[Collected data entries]
——

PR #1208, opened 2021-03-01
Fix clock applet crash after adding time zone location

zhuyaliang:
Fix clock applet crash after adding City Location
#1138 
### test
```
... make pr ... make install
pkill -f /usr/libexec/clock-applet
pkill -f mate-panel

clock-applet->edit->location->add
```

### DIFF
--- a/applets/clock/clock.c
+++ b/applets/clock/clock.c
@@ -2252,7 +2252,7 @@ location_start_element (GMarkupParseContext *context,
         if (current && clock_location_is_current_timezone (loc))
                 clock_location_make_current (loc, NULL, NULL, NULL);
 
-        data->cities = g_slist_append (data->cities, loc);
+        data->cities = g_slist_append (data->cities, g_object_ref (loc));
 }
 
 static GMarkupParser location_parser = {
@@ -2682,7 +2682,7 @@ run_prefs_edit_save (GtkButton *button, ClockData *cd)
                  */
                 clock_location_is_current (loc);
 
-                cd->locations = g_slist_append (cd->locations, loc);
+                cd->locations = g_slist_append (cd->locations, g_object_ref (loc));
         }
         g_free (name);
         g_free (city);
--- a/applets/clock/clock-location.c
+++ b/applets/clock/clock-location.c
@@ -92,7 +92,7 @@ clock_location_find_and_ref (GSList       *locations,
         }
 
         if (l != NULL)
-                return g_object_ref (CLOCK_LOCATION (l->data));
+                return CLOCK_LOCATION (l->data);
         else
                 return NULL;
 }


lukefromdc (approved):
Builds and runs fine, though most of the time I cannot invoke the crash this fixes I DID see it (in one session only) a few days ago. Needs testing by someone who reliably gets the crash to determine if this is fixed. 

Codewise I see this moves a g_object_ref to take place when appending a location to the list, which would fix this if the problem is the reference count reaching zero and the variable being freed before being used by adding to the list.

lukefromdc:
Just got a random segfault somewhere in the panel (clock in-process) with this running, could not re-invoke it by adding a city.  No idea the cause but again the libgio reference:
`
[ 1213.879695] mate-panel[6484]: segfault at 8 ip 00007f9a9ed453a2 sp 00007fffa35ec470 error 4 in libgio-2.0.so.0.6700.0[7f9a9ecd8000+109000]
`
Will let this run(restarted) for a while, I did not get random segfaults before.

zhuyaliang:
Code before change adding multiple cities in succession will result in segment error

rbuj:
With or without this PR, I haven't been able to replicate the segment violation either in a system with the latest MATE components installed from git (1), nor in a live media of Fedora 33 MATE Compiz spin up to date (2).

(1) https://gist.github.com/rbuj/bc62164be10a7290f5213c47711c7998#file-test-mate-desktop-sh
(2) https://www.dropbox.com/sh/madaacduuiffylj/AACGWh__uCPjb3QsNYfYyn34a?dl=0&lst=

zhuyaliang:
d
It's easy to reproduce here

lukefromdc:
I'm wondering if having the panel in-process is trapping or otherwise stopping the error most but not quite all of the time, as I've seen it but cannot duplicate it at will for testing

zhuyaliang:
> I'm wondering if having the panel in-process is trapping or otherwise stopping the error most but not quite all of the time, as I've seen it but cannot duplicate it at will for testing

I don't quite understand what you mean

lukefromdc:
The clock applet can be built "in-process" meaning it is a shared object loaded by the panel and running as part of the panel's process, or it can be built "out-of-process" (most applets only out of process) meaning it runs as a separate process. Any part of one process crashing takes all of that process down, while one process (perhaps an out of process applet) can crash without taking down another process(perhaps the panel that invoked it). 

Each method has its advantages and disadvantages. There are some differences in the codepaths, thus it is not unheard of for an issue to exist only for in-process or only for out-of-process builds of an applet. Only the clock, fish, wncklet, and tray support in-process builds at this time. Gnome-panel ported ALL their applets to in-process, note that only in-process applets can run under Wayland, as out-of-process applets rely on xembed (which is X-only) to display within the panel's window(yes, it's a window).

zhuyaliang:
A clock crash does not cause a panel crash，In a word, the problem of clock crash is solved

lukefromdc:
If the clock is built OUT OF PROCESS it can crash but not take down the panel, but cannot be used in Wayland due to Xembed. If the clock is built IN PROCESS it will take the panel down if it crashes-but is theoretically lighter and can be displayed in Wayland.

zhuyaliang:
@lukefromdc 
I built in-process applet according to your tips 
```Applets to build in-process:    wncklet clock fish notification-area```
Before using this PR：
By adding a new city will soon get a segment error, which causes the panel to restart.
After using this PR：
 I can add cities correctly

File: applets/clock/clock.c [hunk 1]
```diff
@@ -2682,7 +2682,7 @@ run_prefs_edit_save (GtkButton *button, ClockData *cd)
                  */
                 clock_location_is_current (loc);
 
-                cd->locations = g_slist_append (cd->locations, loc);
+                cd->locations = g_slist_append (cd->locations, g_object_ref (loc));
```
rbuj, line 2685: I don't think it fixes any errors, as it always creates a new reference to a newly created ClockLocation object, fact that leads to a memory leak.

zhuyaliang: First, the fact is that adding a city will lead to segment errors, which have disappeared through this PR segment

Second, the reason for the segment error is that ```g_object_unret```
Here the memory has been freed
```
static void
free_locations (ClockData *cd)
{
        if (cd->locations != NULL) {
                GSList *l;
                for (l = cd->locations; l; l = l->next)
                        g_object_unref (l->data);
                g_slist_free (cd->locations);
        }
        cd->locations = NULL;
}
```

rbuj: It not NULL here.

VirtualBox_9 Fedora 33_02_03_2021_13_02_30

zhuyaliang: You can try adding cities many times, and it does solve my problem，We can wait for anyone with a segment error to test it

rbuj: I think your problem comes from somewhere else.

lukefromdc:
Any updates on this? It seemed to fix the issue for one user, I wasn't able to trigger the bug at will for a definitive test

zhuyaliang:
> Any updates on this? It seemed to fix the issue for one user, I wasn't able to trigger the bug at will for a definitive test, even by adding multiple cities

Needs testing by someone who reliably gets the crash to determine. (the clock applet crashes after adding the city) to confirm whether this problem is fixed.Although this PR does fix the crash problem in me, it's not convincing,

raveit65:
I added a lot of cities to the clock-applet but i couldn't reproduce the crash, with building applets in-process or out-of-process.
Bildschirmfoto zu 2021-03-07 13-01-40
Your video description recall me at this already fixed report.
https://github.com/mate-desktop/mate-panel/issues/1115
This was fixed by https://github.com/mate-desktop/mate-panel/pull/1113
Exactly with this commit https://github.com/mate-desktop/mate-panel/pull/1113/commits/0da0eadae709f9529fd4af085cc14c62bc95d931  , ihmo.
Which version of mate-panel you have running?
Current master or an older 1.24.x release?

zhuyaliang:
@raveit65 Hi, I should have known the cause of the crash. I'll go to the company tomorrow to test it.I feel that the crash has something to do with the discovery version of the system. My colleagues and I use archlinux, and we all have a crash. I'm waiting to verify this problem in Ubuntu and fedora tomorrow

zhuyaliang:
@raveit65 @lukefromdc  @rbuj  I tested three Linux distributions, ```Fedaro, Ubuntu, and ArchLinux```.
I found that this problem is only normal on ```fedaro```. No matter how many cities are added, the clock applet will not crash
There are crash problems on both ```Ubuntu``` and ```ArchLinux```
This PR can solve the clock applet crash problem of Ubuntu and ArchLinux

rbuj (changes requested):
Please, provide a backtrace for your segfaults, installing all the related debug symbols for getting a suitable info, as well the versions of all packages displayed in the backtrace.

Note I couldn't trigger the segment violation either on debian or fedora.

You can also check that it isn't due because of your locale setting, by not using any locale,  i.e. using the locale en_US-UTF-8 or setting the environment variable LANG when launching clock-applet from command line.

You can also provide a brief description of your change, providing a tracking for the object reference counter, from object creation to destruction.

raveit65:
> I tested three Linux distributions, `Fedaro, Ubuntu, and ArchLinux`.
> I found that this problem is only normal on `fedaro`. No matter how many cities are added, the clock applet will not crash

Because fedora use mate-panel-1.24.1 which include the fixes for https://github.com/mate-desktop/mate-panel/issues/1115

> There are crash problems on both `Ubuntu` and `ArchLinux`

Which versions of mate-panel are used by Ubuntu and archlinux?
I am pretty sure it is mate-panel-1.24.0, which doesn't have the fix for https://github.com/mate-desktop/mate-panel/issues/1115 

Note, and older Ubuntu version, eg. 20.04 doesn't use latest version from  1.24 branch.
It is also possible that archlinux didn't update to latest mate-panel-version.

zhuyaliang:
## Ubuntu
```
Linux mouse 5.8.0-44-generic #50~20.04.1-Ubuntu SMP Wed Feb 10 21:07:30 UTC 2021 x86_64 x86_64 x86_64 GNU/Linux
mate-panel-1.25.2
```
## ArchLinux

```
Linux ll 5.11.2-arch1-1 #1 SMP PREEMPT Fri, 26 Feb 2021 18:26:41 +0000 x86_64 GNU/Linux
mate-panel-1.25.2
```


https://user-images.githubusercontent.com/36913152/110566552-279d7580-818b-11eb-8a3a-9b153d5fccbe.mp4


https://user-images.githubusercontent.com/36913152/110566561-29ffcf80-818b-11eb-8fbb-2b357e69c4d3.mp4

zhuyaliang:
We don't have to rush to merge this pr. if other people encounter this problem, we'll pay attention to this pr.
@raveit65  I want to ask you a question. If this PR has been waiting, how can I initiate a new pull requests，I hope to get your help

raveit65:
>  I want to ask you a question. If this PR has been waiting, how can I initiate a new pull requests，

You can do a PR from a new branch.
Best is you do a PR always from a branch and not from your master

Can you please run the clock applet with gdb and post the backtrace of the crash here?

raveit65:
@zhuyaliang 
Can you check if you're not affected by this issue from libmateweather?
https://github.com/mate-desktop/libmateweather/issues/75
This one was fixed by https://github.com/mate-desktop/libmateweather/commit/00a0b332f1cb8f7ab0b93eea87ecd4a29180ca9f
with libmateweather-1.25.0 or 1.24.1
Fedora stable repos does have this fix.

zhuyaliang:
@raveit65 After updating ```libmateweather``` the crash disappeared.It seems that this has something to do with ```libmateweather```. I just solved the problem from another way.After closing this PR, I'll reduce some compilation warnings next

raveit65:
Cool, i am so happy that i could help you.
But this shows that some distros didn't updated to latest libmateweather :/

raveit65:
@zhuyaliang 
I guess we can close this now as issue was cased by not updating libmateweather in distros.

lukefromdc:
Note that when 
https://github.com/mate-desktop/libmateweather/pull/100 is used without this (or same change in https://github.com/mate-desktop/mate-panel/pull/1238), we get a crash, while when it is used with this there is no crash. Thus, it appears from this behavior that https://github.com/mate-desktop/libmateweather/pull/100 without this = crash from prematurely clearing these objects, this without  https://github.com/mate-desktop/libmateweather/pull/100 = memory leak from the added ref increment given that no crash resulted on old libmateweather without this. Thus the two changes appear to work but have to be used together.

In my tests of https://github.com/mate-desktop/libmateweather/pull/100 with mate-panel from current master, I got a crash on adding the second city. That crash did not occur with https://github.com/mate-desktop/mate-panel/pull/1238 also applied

——

> _EXERCISE REQUIREMENTS_: Among the records above, how many lines contain the word "always"? Answer with the number by itself.

> _EXERCISE ANSWER_: 2